DESCRIPTION OF THE TASK:
List every line in this data where the string "tests" occurs.
"""
PR #2016, opened 2023-03-22
Add test_ffi_decrypt_pk_unlocked

ni4:
Needed to re-check it, so let's update tests as well.


ronaldtse (approved):
Thank you @ni4!

antonsviridenko (commented):
Why is new test function `test_ffi_decrypt_pk_unlocked` not declared in `src/tests/rnp_tests.h`?

ni4:
> Why is new test function `test_ffi_decrypt_pk_unlocked` not declared in `src/tests/rnp_tests.h`?

As far as I remember this was needed when we use `cmocka` for tests. Now with GoogleTest it is not required anymore (and probably we should clean it up).

antonsviridenko (approved):

PR #2017, opened 2023-03-22
Install dnf config manager on CentOS8 container

maxirmx:


maxirmx:
This patch fixes issue on CentOS8
(not sure how it worked without config manager but it did)

ni4 (approved):
LGTM, thanks! Probably something changed in centos8 image, it is updated weekly.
"""
YOUR SOLUTION:
Needed to re-check it, so let's update tests as well.
Why is new test function `test_ffi_decrypt_pk_unlocked` not declared in `src/tests/rnp_tests.h`?
> Why is new test function `test_ffi_decrypt_pk_unlocked` not declared in `src/tests/rnp_tests.h`?
As far as I remember this was needed when we use `cmocka` for tests. Now with GoogleTest it is not required anymore (and probably we should clean it up).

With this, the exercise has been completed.